Three Tips For Personalized Sales Outreach

Three Tips For Personalized Sales Outreach

Dave Shaby is chief operating officer of RAIN Group, a Top Sales Training Company, and author of “Virtual Selling”

I hesitated to write the headline of this article because the last thing I want to do is slight my friends in marketing. Mass emails certainly have their purpose and place, don’t get me wrong. Think newsletters, content or email blasts announcing new products to an entire customer base. Mass emails can create value and help you stay top of mind.

But when it comes to a seller’s use of email, I’ve found mass mailings are generally a waste of time. Why? Because few business decision-makers will buy from a robot. In fact, that’s rule No. 2 of my company’s 13 golden rules of email prospecting: Don’t be a robot.
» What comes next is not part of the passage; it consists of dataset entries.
Issue #69, opened 2020-08-03
HTTP parsing does not URL-decode headers


jskeet:

jskeet:
Fixed in #70.

PR #70, opened 2020-08-03
Fix CloudEventContent's handling of headers

### LINKED ISSUE #67: CloudEventContent maps headers in structured mode
My understanding is that in structured mode, we shouldn't have ce-type (etc) HTTP headers, but I believe CloudEventContent still maps these.
Will write a test and then fix it, assuming I'm right.

jskeet:
- For structured mode, we shouldn't map attributes to HTTP headers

For sales outreach, especially, it pays to personalize.

The data doesn’t lie.

When standing on my soapbox, touting the need to personalize sales emails, I find it helpful to share research from Gong, based on its analysis of more than 300,000 follow-up prospecting emails. In the spirit of “not being a robot,” there are a few data points from Gong’s findings I believe are important to keep in mind:

• First impressions matter. Response rates steadily decrease after the first interaction.

• Buyers make yes or no decisions in seconds.

While plenty of salespeople will simply copy and paste email templates to send to their prospects, I recommend taking a more personalized approach: copy, paste and customize.

Here’s how:

Three Tips For Personalizing Emails

By following the tips below, you’ll show your recipient that you’re not a robot and that you didn’t just copy, paste and send a generic template.

1. Show your true colors.

I certainly don’t have the charisma of a Denzel Washington, for example, but you might have noticed my personality coming through in my writing style. A little personality and emotion can make things interesting. Here are some words that I’ve found help evoke that kind of emotion:

• Annoyed.

• Upset.

• Doubtful.

• Glad.

• Powerful.

• Inspired.

Aside from the language you use, try infusing your appeal, pitch or offer with some personal details, stories for anecdotes. If you’ve got the chops, a little humor can go a long way as well (but use this with care).

2. Make your prospect the protagonist in your story.

I’ve read far too many prospecting emails that start with “I” or “we.” At a fundamental level, you’re contacting someone to bring value to their professional life, right? Therefore, it’s a strange strategy to lead with stuff about you.

Instead, lead with the real protagonist in the story: your buyer. The word “you” is a simple place to start. The best salespeople among us will find engaging ways to make it about the buyer, not themselves. For example:

• “Your post on LinkedIn about XYZ got me thinking … “

• “Congratulations on your new position! As you transition to this new role, have you thought about XYZ?”

• “Your company is making serious headlines today. Congratulations, Martin!”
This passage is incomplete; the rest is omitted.